Perhaps the root of the problem lies in the muddle we get into around language and terminology. Visual text, sequential art, narrative art, call it what you will, is a very different beast when compared with traditional illustration, wherein the image is subordinated to the written word, serving to augment and embellish rather than functioning as an integral, equal partner in meaning-making. Scott McCloud, in his brilliant comic-format tome Understanding Comics, tackles the thorny terminology issue with a hint of irony as he speaks to us from within the frames of his own drawings, trying to explain what a comic is or isn’t through fractious dialogue with various other interested parties, ending with the usual cumbersome concoction when trying to decode the language of pictures into words: ‘juxtaposed pictorial and other images in deliberate sequence, intended to convey information and/or to produce an aesthetic response in the viewer’.

Practitioners, perhaps following the noble tradition of illustrators ‘knowing their place’ and fearing accusations of pretentiousness, seem to universally dislike the terms ‘graphic novel’ and ‘graphic novelist’, paradoxically preferring ‘comics’ and ‘comics writer’ just to confuse us further. But sales of graphic literature have risen dramatically over the past decade and their creators (most recently Nick Drnaso, whose Sabrina was longlisted for last year’s Booker Prize) continue to find their way onto literary awards lists, sometimes to the discomfort of judges and reviewers. ‘Comics’ are traditionally seen as easy to read and disposable in nature. It is certainly the case historically that visual storytelling has often been closely connected with illiteracy, from early cave paintings through records of epic battles on Trajan’s Column and the Bayeux Tapestry. The broadsheets and chapbooks of the 17th and 18th centuries, with their crude woodcut images, were hawked around to a largely illiterate public, though some featured early examples of word balloons.

But when it comes to book-length comics for adults, many highly intelligent grown-ups still confess to simply not knowing how to read them or talk about them. All this eighteen years after Chris Ware won the Guardian First Book Award for his relentlessly bleak but funny Jimmy Corrigan: The Smartest Kid on Earth. Within the comics community, the attempts of cultural commentators of the day to review it on Newsnight Review have become legendary. Mark Lawson, Tom Paulin, Miranda Sawyer and Craig Brown bumbled their way through an excruciating conversation, having been forcibly relocated some distance outside their comfort zone: ‘Do you judge it on the pictures or the words?’ ‘Actually I think the form works better with Tintin … where it’s light and funny and breezy.’ ‘Well, I mean I haven’t read it, but…’ ‘So ugly…’

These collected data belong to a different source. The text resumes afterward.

Issue #26, opened 2016-06-22
glob.glob() can return bizarre ordering


erykoff:
Hey, stackexchange has the (unsatisfying) answer:
http://stackoverflow.com/questions/6773584/how-is-pythons-glob-glob-ordered

Apparently, it's order in the filesystem, whatever that may be; the order they were written to disk?  But for two globs of files, they are by no means guaranteed to have the same matched ordering.  

(I think sorting might fix this but would require some testing)

esheldon:
I always do the following
```
flist=glob(pattern)
flist.sort()
```
note sort is in place, so this will *not* work
```
flist=glob(pattern).sort()
```

rmjarvis:
Or
```
flist = sorted(glob(pattern))
```
But the point remains that it would be helpful to have other ways to specify the list of image and catalog files to make sure they match up 1-1.

esheldon:
FYI, sorted() returns an iterator, not a list.

rmjarvis:
I don't think so...
```
>>> type(sorted(glob.glob('*.fits')))
<type 'list'>
```
or in Python 3.4 (where I thought maybe they changed the nature of this function
```
>>> type(sorted(glob.glob('*.fits')))
<class 'list'>
```

esheldon:
I was clearly confused

erykoff:
I did not know about the sorted() thingy.  I always did it the way Erin did.

In any event, as Mike has said, the original point still stands that we
need to guarantee 1-1 matching.  It may be that simply using sorted() does
the trick if you have filenames that are all the same except for some
obviously sortable index, which is the "expected" behavior.

esheldon:
In my experience it is best to determine such things algorithmically.  For example, if I'm processing an exposure I can generate the file names for the ccds in the exposure using a simple algorithm based on the DESDM run identifier.  The base name is known and the suffix is based on ccd number.

I recommend doing that by default. e.g. specify an exposure you want to process by name or id, and the code looks for it in the usual place `($DESDATA/OPS/red/...)` and does its thing.

This has the advantage that if a file is missing you will notice it; you generated the file list and you know what should be there, if the file is missing the code will crash.  Also there are usually auxilliary files you will need to use that will be generated using the same algorithms, and don't need to be determined from the input file list.

Then if you want to be able to do something different, perhaps for testing, that can be an alternative method, e.g. specifying an exact list of files, or a pattern as in the above config.

rmjarvis:
[...]

Issue #13, opened 2016-04-01
Implement outlier rejection


rmjarvis:
We need some machinery to handle finding outliers in the interpolation and removing them (and redoing the interpolation).

In the config structure, I think this can be a parameter within the interp field, but in the code, the functionality will be separate from any particular Interpolation class, working with the residuals between the measurements and the interpolated values.

I volunteer to do this, and I plan to implement a few different options.  This [article](http://www.r-bloggers.com/finding-outliers-in-numerical-data/) has a good discussion of the typical kinds of outlier rejection schemes that are usually employed.  I think we should implement their first three options (based on sigma, median absolute deviation, and quartiles), and probably follow their lead in making the MAD scheme the default.

gbernstein:
There would be a few options to consider about rejecting bad data:

1. As you imply above, reject a star if one or more of its best-fit PSF parameters is an outlier from the interpolated pattern.
2. Reject a star if the PSF, interpolated to its location, yields a poor chi-squared (or, more generally, log likelihood) when fit to the data.
3. Reject a star (or some pixels) if the interpolated PSF is a poor fit to one or more of its pixels.

For the latter two options it might be useful to have the Model be able to return the chisq when the model is applied to some StarData.

RobertLuptonTheGood:
I've written code like this, and it can be surprisingly hard to get it to behave.  If you have only a few stars in some corner of a chip with a significant amount of distortion, it's easy to clip them away with an initial guess.   Maybe you've already got beyond this?

rmjarvis:
Right.  I also have code that did this, and I had to set the outlier threshold pretty high to not throw away real data, since my interpolation couldn't track the data terribly well.  (This was using the BTC camera, where one chip had a significant warp that meant the PSF wasn't all that smooth.)

I also kept track of the bounding polygon of the stars that survived outlier rejection and made that the confidence region for the PSF.  Any galaxy outside that polygon was rejected from my shear catalog, since I considered the PSF there suspect.  That way whenever I did throw out stars in the corners, I at least didn't trust my extrapolation there.

Not sure if we need to be that draconian here, but we'll at least want to make some diagnostics to keep track of where the outliers are, so we can investigate if they are systematically in corners and such.

gbernstein:
[...]

PR #28, opened 2016-07-01
#20 Lots of updates to front end API

rmjarvis:
This is a big PR with lots of changes to the front-end and mid-level API as well as a few new features.  I was mostly working towards getting [this config file](https://github.com/rmjarvis/Piff/blob/%2320/examples/des.yaml) working for running the existing pixel-based model and polynomial interpolation on a full DES field.

API changes:
- Made Star the principal class for dealing with information about each star (either real star or a model of the star at some location).  It still keeps `data` and `fit` attributes, since most things that will make a new star only change one or the other of these.  But that's now more of an implementation detail, rather than something the user needs to know about.  This is issue #20.
- Made the PSF class a base class in the same way we do the others (Model, Interp, Stats, etc.), so we can have several different "type"s of PSFs specifiable in the config file.  I needed this for the "SingleChip" PSF class described below.  And Chri's HyperPSF (cf. #27) will fit into this structure as well.
- Moved the `stats` outputs to a subfield of the `output` field in the config file.  This seems more natural to me, both in implementation and structure of the config file, than having each stat field have its own `output` subfield.
- Moved the `model` and `interp` fields to subfields of `psf`, which are now a detail about the default `SimplePSF` and also the new `SingleChipPSF`.  I think this addresses most of Chris's concerns about HyperPSF working differently.  That class would not need to have `model` and `interp` as components.
- Changed the name of PixelModel to PixelGrid, which I think is slightly more descriptive as to what it is doing.

New features:
- New SingleChipPSF type that has a separate SimplePSF (what used to be the only kind of PSF) for each chip.  It writes out a single output file with the solutions for all chips in the exposure, but each one is an independent solution for that chip.
- Added more ways of specifying the list of input files.  This resolves issue #26.
- Added outlier rejection as a new subfield of `psf`, and implemented a simple rejection scheme based on the computed chisq for each star (called ChisqOutliers).  This resolves issue #13, although it is likely that we will want additional outlier schemes as well.
- Started work on a Mean Absolute Deviation (MAD) outlier rejection algorithm, but I realized it wasn't what we wanted for PixelGrid, so I abandoned it.  But the start of an implementation is there.
- Ported over my version of the rho stats plot, which I think has better handling of positive vs negative values.  This is based on the code I used to make the rho plots for the DES SV paper.

Bug fixed:
- I ran into oscillatory behavior in the PixelGrid.reflux function that meant it never converged.  Basically the centroid adjustment would change which pixels would be used for the fit, and then the centroid would move back.  Repeat.  I fixed this by turning off the centroid fitting whenever the chisq increases from the value in the previous iteration.

Results:
- The example config file runs to completion without errors on this one exposure.
- It is quite a bit slower than PSFEx.  It took 310 minutes on my laptop, which is an average of about 5 min per chip.  PSFEx typically takes around 1 minute per chip.  So there is probably still a fair bit of optimization potential here.  Maybe by pushing some of the linear algebra in particular down to a C++ layer.  Leaving that for another issue...
- The rho stats for this image doesn't look great (see below), although similar in magnitude to what PSFEx gives for this same exposure, so it's encouraging enough for me to try it on a larger test bed to see if we are doing any better when we have better statistics.

decam_00241238_rho


rmjarvis:
For reference, here are the corresponding plots for PSFEx.

[rho1_all_r.pdf](https://github.com/rmjarvis/Piff/files/344033/rho1_all_r.pdf)
[rho2_all_r.pdf](https://github.com/rmjarvis/Piff/files/344034/rho2_all_r.pdf)

Looks like the Piff rho1 is maybe a bit worse at small scales, but rho2 is better at most scales.  Hard to say though, since so many error bars here are consistent with zero.

piff/basis_interp.py
```diff
@@ -46,51 +46,53 @@ def __init__(self):
...
+        This class will initialize everything to have constant PSF parameter vector taken
+        from the first Star in the list.
+
+        :param stars:       A list of Star instances to use to initialize.
         :param logger:      A logger object for logging debug info. [default: None]
 
         :returns:           A new list of Stars which have their parameters initialized.
         """
+        c = stars[0].fit.params.copy()
+        self.q = c[:,np.newaxis] * self.constant(1.)[np.newaxis,:]
```
cpadavis: So all classes based on BasisInterp must have a `constant' function? Maybe a placeholder function should be put in so we know what it needs to be.

(I see this is already in the master branch. I apologize for not catching this earlier!)

rmjarvis: Right.  This is Gary's code -- I just moved things around a bit (and regularized to using `np.` since we had had a mix of `np` and `numpy`.  

The constant function just makes the appropriate polynomial (at least in BasisPolynomial it is a polynomial) that corresponds to a constant value in (u,v).  I could add a base class method that raises NotImplemented with an appropriate message saying that you need to use a concrete derived class, not the abstract base class.

piff/input.py
```diff
@@ -262,6 +372,80 @@ def __init__(self, images, cats,
         self.gain = gain
         self.pointing = None
```
cpadavis: it looks like ra / dec are not used at all for setting the pointing?

piff/pixelgrid.py
```diff
@@ -618,44 +619,72 @@ def reflux(self, star, fit_center=True):
...
                                                center = center,
                                                chisq = chisq,
                                                worst_chisq = worst_chisq,
-                                               dof = np.count_nonzero(weight) - self._constraints,
+                                               dof = dof,
                                                alpha = star.fit.alpha,
                                                beta = star.fit.beta))
+            # If chisq went up, turn off centering.  There are a number of failure modes
+            # to this algorithm that can lead to oscillatory behavior, so if we start doing
+            # that, just turn off the centering for the next iteration.
```
cpadavis: It turns it off for the rest of the fit, not just the next iteration, right? Do we also want to undo the last shift in the center?

piff/simplepsf.py
```diff
@@ -0,0 +1,223 @@
...
+            logger.debug("Initializing interpolator")
+        self.stars = self.interp.initialize(self.stars, logger=logger)
+
+        # For basis models, we can compute a quadratic form for chisq, and if we are using
+        # a basis interpolator, then we can use it.  It's kind of ugly to query this, but
+        # the double dispatch makes it tricky to implement this with class heirarchy, so for
+        # now we just check if we have all the required parts to use the quadratic form
+        quadratic_chisq = hasattr(self.model, 'chisq') and self.interp.degenerate_points
+
+        # Begin iterations.  Very simple convergence criterion right now.
```
cpadavis: If the PSF model doesn't have refluxing and outlier rejection, then the below for loop will run either 1 time (fit is below threshold) or max_iterations times (fit is above threshold but there is no way to change the fit since there is no refluxing or outlier rejection). In that case, since the end result is always the same, doesn't it make sense to just run the loop once?

piff/stats.py
```diff
@@ -20,184 +20,227 @@
...
+        :g1_model   The g1 component of the PSF model at these locations.
+        :g2_model   The g2 component of the PSF model at these locations.
+        :dT:        The size residual, T - T_model
+        :dg1:       The g1 residual, g1 - g1_model
+        :dg2:       The g2 residual, g2 - g2_model
+    """
+    def __init__(self, bins_size=10, bins_shape=10, file_name=None, logger=None):
         """
+        :param bins_size:   Number of bins for size histograms. [default: 10]
+        :param bins_shape:  Number of bins for shape histograms. [default: 10]
```
cpadavis: It is worth pointing out (now that I think about this) that these can actually also be numpy arrays specifying bin edges as per plt.hist

cpadavis:
OK I went through the code. Aside from some very few comments this looks great to me.

piff/pixelgrid.py
rmjarvis: > Do we also want to undo the last shift in the center?

I'd thought about doing that but didn't bother.  I guess it's worth doing though.  When this failure mode hits, I think there is a fundamental uncertainty in what the right centroid is that is of order the difference between the two values.  But since the previous value had the smaller chisq, I guess it's worth reverting back to that.  Done here: 097ce7b

piff/simplepsf.py
rmjarvis: > If the PSF model doesn't have refluxing and outlier rejection, then the below for loop will run either 1 time (fit is below threshold) or max_iterations times (fit is above threshold but there is no way to change the fit since there is no refluxing or outlier rejection).

Not quite.  The test is on `oldchisq - chisq`.  So if there are no changes, this will be 0, which will test as less than the (positive) `chisq_threshold * dof`.  So it will stop on the second iteration.

I think models _should_ always have a `reflux` function.  Certainly, all relatively sophisticated models will want to have this to handle the case of missing data (masked pixels).  The best estimate for those missing pixels comes from the interpolated model.  

The current check about `if hasattr(self.model, 'reflux')` is kind of a hack to avoid the issue for now, since I didn't implement something appropriate for `Gaussian`. And in practice we'll almost always want to use some kind of outlier rejection.  So I think I'm ok with not having an explicit check for the case where there is no mechanism for chisq to decrease.  It's a pretty minor inefficiency for an unusual use case.

piff/stats.py
rmjarvis: Done. 6917d11

piff/basis_interp.py
rmjarvis: Done. 	088c94f

rmjarvis:
Thanks Chris.  I think I've addressed everything.  I'll plan to merge this tomorrow unless anyone else would like to take a look through the code first.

Some of the most successful attempts to examine this worrisome hybrid have, like McCloud’s Understanding Comics, themselves been delivered as sequential visual texts. Nick Sousanis’s Unflattening was submitted in comic form as a doctoral thesis at Columbia University before being published by Harvard University Press. It examines how Western culture has embedded in all of us an assumption of the primacy of word over image and looks at the ways we construct knowledge. Borrowing from Edwin A Abbott’s 1884 novella Flatland, which portrays a world populated by two-dimensional beings who struggle to process the idea of ‘upwards’, he explores and communicates arguments in a way that would not have been possible through verbal language alone.

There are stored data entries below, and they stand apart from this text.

PR #32, opened 2016-07-21
Two dimensional colormaps of PSF Fits

cpadavis:
In doing my wavefront analyses, I have found it useful to be able to produce colormaps of PSF fits, where the x and y axes are the location of the star (in u, v here) and the color is the value of the parameter (say, difference between star's and model of star's sigma). I had also found that these plots tended to be easier to interpret if, instead of looking at the mean value in a given u-v voxel, I looked at the median value.

I have written a new stats package that does exactly this with just numpy. It is meant to be easy to extend. If you wanted, say, to find the standard deviation in the size in a voxel using numpy's std function, you could pass reducing_function='np.std'. Or, if you wanted to find the maximum value, you could pass reducing_function='max'. By default it finds the median.

You can also customize the number of bins in the u and v directions. If we wanted, it would be easy to create a class for DECam where the bins are, say, some fixed number of regions per ccd.

It can also handle regions with no objects. This makes plotting the entire DECam focal plane painless.

There is a basic unit test in test_twodstats.py, and I have extended test_simple to include twodstats for the purposes of testing piffify and yaml.

Attached is an example plot, where I randomly generated stars with a linear increase in sigma and g2 and a parabolic increase in g1. I fit with a linear 1d polynomial. I also exclude a portion of the center, to demonstrate the masking.

twodstatsstats


tests/test_simple.py
```diff
@@ -315,6 +315,19 @@ def test_single_image():
             'type': 'Rho',
             'file_name': rho_psf_file
         },
+        {
+            'type': 'TwoDHist',
+            'file_name': os.path.join('output', 'simple_psf_twodhiststats.png'),
```
rmjarvis: In my portability tests recently, I found that .png files had issues on one or two systems.  Something about the libpng library.  I don't know whether it is a bug in matplotlib or with the system's libpng library or what exactly, but using .pdf files (with the 'Agg' backend) worked everywhere, so I think we should stick with that for tests such as these.

If people have a working png parser on their system, obviously that would still work for them.  But I don't want to have my unit tests fail because of some png problem with matplotlib.

tests/test_twodstats.py
```diff
@@ -0,0 +1,92 @@
...
+    psf.fit(stars, None, None)
+
+    stats = piff.TwoDHistStats(number_bins_u=21, number_bins_v=21, reducing_function='np.mean')
+    stats.compute(psf, stars)
+    # Test the plotting and writing
+    twodstats_file = os.path.join('output','twodstatsstats.png')
+    stats.write(twodstats_file)
+    # fig, axs = stats.plot()
+    import matplotlib.pyplot as plt
+    plt.show()
```
rmjarvis: This is not a valid unit test. 

1. There is no testing here. You need some actual asserts.  So far this just checks that there are no syntax errors in the code, which is a pretty low bar for a test.  
2. You can't have the test pop up a plot on the screen.  For one, people may not be running in an environment where that is even possible.  And moreover, we don't want to have to close this plot window every time we run nosetests.

rmjarvis:
This seems broadly fine to me.  (cf. a couple of inline comments)  I don't personally find g1 g2 plots like this to be often very useful.  Whisker plots tend to be much more informative, imho.  But I'm fine with having this is the piff stats arsenal.

tests/test_twodstats.py
cpadavis: On point 1: I'm a bit at a loss for what I should do for a plotting PR. Do I make a reference image and assert that the two images are the same?

rmjarvis: > On point 1: I'm a bit at a loss for what I should do for a plotting PR. Do I make a reference image and assert that the two images are the same?

Test that compute is computing the right thing.  The image is just one representation of the statistic, but the raw numbers are amenable to testing.

cpadavis:
Luckily whisker plots are easy to add. So I added them, following the style you used in the shear paper.

I also added a few assert statements in test_twodstats to make sure the averaging in the bins was working as expected.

Perhaps it is simply the fact that the traditional text and the comic share the same physical packaging that confuses us, presented as they are in bound sections of folded paper between boards in an object known as a book. Some would argue that the comic format is closer to the medium of film. As McCloud suggests, a sequence of animation stills is really just a very slow-paced comic.

However we want to label Cassandra Darke, it is good. And all those printed images sure do make it smell nice.